Surgery was performed two months later, and Kamineni helped provide Stalker with home rehab instructions, which Stalker followed carefully. For three months, Stalker was required to wear a brace with zero elbow motion to ensure the health of his new joint.
“With a procedure like this, some patients have a hard time following the very careful instructions we give them to care for their new joint at home,” Kamineni said. “But not Michael. He’s very hardworking, very genuine, and very committed to living a full life again – and it shows in his eagerness to follow instructions to take care of his joints. Ultimately, I want to make sure that Michael basically spends the rest of his life There is no need for any additional surgery on this joint.”
“Now I don’t have any problems with it,” Stock said. “It doesn’t hurt, and I move just fine. I can almost straighten it, eat by myself, scratch my head, etc., which I simply couldn’t do before.”
Stalker will continue to limit the amount of weight he can carry with his right arm, but he describes the recovery movement itself as huge.
“This elbow replacement changed my life,” Stock said. “It’s using my arm more than ever. I’m really happy with what they’ve done, and Caminini is really good and good for me.”
After Stalker recovered, he returned to a normal life. After his first hunt, he sent Caminini a photo of the first deer he could shoot, a video of the fish he caught and a video of his thriving beehive.
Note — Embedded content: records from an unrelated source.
PR #76, opened 2023-04-04
fix: Implement KMS-backed key pair for each organisation

### LINKED ISSUE #4: Implement KMS-backed key pair for each organisation
Some code in `@relaycorp/awala-keystore-cloud` would be a good starting point.

gnarea:
This PR integrates [`@relaycorp/webcrypto-kms`](https://github.com/relaycorp/webcrypto-kms-js) in such a way that we use a [mock AWS KMS server](https://github.com/nsmithuk/local-kms) in development and can use any supported KMS in production (GCP's in our case).

Fixes #4.

# Manual testing

I tested it with the following HTTP file in WebStorm:

```http
### Create org
POST http://veraid-authority.default.10.103.177.106.sslip.io/orgs
Content-Type: application/json

{
  "name": "example.com",
  "memberAccessType": "OPEN"
}

### Destroy org

DELETE http://veraid-authority.default.10.103.177.106.sslip.io/orgs/example.com
```

And the Local KMS logs showed the key was created and subsequently removed:

```
INFO[2023-04-06 22:36:17.482] Local KMS started on 0.0.0.0:8080            
INFO[2023-04-06 22:42:02.194] New RSA_2048 key created: arn:aws:kms:eu-west-2:111122223333:key/88d88fac-abe7-49c4-8f83-a480d2facf8a 
INFO[2023-04-06 22:43:49.804] Schedule key deletion: arn:aws:kms:eu-west-2:111122223333:key/88d88fac-abe7-49c4-8f83-a480d2facf8a 
```

### DIFF
--- a/.idea/runConfigurations/_template__of_JavaScriptTestRunnerJest.xml
+++ b/.idea/runConfigurations/_template__of_JavaScriptTestRunnerJest.xml
@@ -1,0 +1,10 @@
+<!-- Work around for https://youtrack.jetbrains.com/issue/WEB-52967/Automatically-add-experimental-vm-modules-to-Jest-for-ESM-projects -->
+<component name="ProjectRunConfigurationManager">
+  <configuration default="true" type="JavaScriptTestRunnerJest">
+    <node-interpreter value="project" />
+    <node-options value="--experimental-vm-modules" />
+    <envs />
+    <scope-kind value="ALL" />
+    <method v="2" />
+  </configuration>
+</component>
--- a/.idea/runConfigurations/_template__of_JavaScriptTestRunnerJest.xml
+++ b/.idea/runConfigurations/_template__of_JavaScriptTestRunnerJest.xml
@@ -1,4 +1,3 @@
-<!-- Work around for https://youtrack.jetbrains.com/issue/WEB-52967/Automatically-add-experimental-vm-modules-to-Jest-for-ESM-projects -->
 <component name="ProjectRunConfigurationManager">
   <configuration default="true" type="JavaScriptTestRunnerJest">
     <node-interpreter value="project" />
--- a/src/org.ts
+++ b/src/org.ts
@@ -159,11 +159,19 @@ export async function deleteOrg(
   const orgModel = getModelForClass(OrgModelSchema, {
     existingConnection: options.dbConnection,
   });
+  const org = await orgModel.findOne({ name });
 
-  await orgModel.deleteOne({
-    name,
-  });
-  options.logger.info({ name }, 'Org deleted');
+  if (org === null) {
+    options.logger.info({ name }, 'Ignored deletion of non-existing org');
+  } else {
+    const kms = await Kms.init();
+    const privateKey = await kms.retrievePrivateKeyByRef(org.privateKeyRef);
+    await kms.destroyPrivateKey(privateKey);
+
+    await org.deleteOne();
+
+    options.logger.info({ name }, 'Org deleted');
+  }
 
   return {
     didSucceed: true,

“Patients like Michael Stalker are the joy of my work,” Kamineni said. “They are the reason for healthcare. He is a genuine, honest lad with such a fun life and I am honored to be able to help these patients. So again to receive photos of him safely doing his favourite activities and Video, that’s pure gold.”
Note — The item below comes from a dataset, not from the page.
PR #77, opened 2023-04-04
test: Make tests work locally again

gnarea:
I hadn't run the tests in the past week, and went to run them today but it didn't work for two very different reasons:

Of course, Kamineni also recognizes that success stories like this are a team effort.
“It was by no means an individual effort,” Caminini said. “We couldn’t have been as successful as Michael had it not been for the entire nursing team (of which I am a part). And, in fact, Michael was probably the most important person in this team, otherwise affectionately known in the UK” “Diamond Freak”.”